Mephisto is the title of a 1981 film adaptation of Klaus Mann's novel Mephisto, directed by István Szabó, and starring Klaus Maria Brandauer as Hendrik Höfgen. The film was a co-production between companies in West Germany, Hungary and Austria.

It became the first Hungarian film to win the award for Best Foreign Language Film, at the 54th Academy Awards. Mephisto was distributed by Analysis Film Releasing Corp. It marks the only picture to win an Academy Award in the catalog of films released by Analysis.

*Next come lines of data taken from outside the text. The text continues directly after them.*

PR #9898, opened 2021-05-20
macOS cache dir

el7cosmos:
Other popular CLI apps that put caches in `~/Library/Caches` in macOS:
- [helm](https://helm.sh/)
- [heroku](https://devcenter.heroku.com/articles/heroku-cli)
- [homebrew](https://brew.sh/)
- [pip](https://pypi.org/project/pip/)
- [vercel](https://vercel.com/cli)
- [yarn](https://yarnpkg.com/)

Those apps may also leverage `~/Library/Application Support` or `~/Library/Preferences` which may be a place for `$COMPOSER_HOME`

### DIFF
--- a/doc/06-config.md
+++ b/doc/06-config.md
@@ -198,9 +198,10 @@ versions. See also [COMPOSER_HOME](03-cli.md#composer-home).
 ## cache-dir
 
 Defaults to `C:\Users\<user>\AppData\Local\Composer` on Windows,
-`$XDG_CACHE_HOME/composer` on unix systems that follow the XDG Base Directory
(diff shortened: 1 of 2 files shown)


Seldaek:
From my (non-macOS-user) understanding, this is a good change and it's good to follow the OS guidelines. 

I am not entirely sure what macOS users would expect though from a CLI app like Composer, so still happy to hear if anyone thinks this is a bad idea.

Seldaek:
Thanks!

jk:
Putting it in ~/Library/Caches has the added benefit, that the dir is excluded from Time Machine Backups by default (the OS integrated backup solution on macOS€

Issue #9842, opened 2021-04-22
Validate command doesn't detect missing packages anymore, neither does 'update nothing'/'update --lock'


PrinsFrank:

The film adapts the story of Mephistopheles and Doctor Faustus by having the main character Hendrik Höfgen abandon his conscience, continue to act and ingratiate himself with the Nazi Party, to keep and improve his job and social position. Hendrik Höfgen (Klaus Maria Brandauer) craves center stage. The first third of the film follows the frustrated, passionate actor slogging it out in provincial theaters, occasionally dancing and singing and doing parts in films to progress his career. He even creates a Bolshevik theatre with a friend for more work, in the avant-garde period of the early 1930s, before the Nazis came to power. Hendrik is more successful in his social and love life. Both strands unite when his new wife watches him play the ultimate part Mephisto (the devil in the Faustus play) just before the Nazi party win the election that brings them to power. While his wife, leading actors, and friends leave Germany or protest against the new regime Hendrik returns to Germany lured by the promise of forgiveness for his Bolshevik theatre escapade and a desire to act in his native language. So when the Nazi party effectively offers to make him a star he doesn't hesitate. Great roles and plenty of praise accumulate quickly, and Hendrik revels in his success. Hendrik reprises his great Mephisto and agrees to run the national theatre, working around the cultural restrictions and brutality of the Nazi Regime. He blithely overlooks the profound moral compromises of his situation, excusing himself by using the power of his close Nazi relationships to help friends who would otherwise be targets of the regime.